The expression data[i] / 10 is used to calculate the index (i.e., the centile) of data[i] in the accumulator array, and the statement count[centile] += 1; increases the value of the $$\texttt{centile}^{th}$$ accumulator by 1.

### Some Other Examples

This pattern works best when the algorithm for calculating the index of the accumulator is straightforward. For example, suppose you need to count the number of odd and even values in an array. If the number of even values is stored in element 0 and the number of odd elements is stored in element 1, then you can implement this pattern as follows:

    public static int[] oddsAndEvens(int[] data) {
int[] count = {0, 0};
int n = data.length;

for (int i = 0; i < n; i++) {
count[data[i] % 2] += 1;
}

return count;
}


This works because, as you know from Chapter 5, data[i] is even when (data[i] % 2) is 0 and is odd when (data[i] % 2) is 1.

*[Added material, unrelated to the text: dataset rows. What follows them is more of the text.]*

PR #2513, opened 2025-08-15
Update Entity Fields RFC for 9.2 Stack Release

MikePaquette:
#### 1. What does this PR do?
Adds newly proposed entity.* fields to the Entity Fields RFC
Adds currently used `entity.*` fields to this RFC
Proposes a nested location in the naming hierarchy for entity.* fields populated by ECS producers
Proposes a root namespace location for entity.* fields when used by ECS consumers and entity-related data stores

<!-- List all new or modified ECS fields.
Entire list of entity.* fields has been updated
New fields added, new examples provided
No fields deleted.

See [RFC document](https://github.com/elastic/ecs/blob/main/rfcs/text/0049-entity-fields.md).

See [RFC document](https://github.com/elastic/ecs/blob/main/rfcs/text/0049-entity-fields.md).

See [RFC document](https://github.com/elastic/ecs/blob/main/rfcs/text/0049-entity-fields.md).

 NO

NO

No.  See [RFC document](https://github.com/elastic/ecs/blob/main/rfcs/text/0049-entity-fields.md).

---

#### Commit Message
Proposed updates to entity.* fields for 9.2 Stack Release.

### DIFF
--- a/rfcs/text/0049-entity-fields.md
+++ b/rfcs/text/0049-entity-fields.md
@@ -2,6 +2,7 @@
 
 - Stage: **1 (draft)**
 - Date: 2025-04-23
+- Updated: 2025-08-15
 
 An entity represents a discrete, identifiable component within an IT environment that can be described by a set of attributes and maintains its identity over time. Entities can be physical (like hosts or devices), logical (like containers or processes), or abstract (like applications or services).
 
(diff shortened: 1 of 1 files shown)


eyalkraft:
Hi Mike, Thanks for the proposal!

However, in some cases you can’t (or it is awkward to) avoid the use of a complicated if statement. For example, suppose you need to count the number of negative, zero, and positive elements in an array. You can implements this as follows:

    public static int[] signs(int[] data) {
int[] count = {0, 0, 0};
int n = Array.getLength(data);

for (int i = 0; i < n; i++) {
if      (data[i] <  0) count[0]++;
else if (data[i] == 0) count[1]++;
else                   count[2]++;
}
return count;
}


Notice that, even though this implementation uses a nested if statement, there are benefits to using an accumulator array. First, it facilitates the declaration and initialization of the accumulators. Second, all of the accumulators can be returned by returning the array.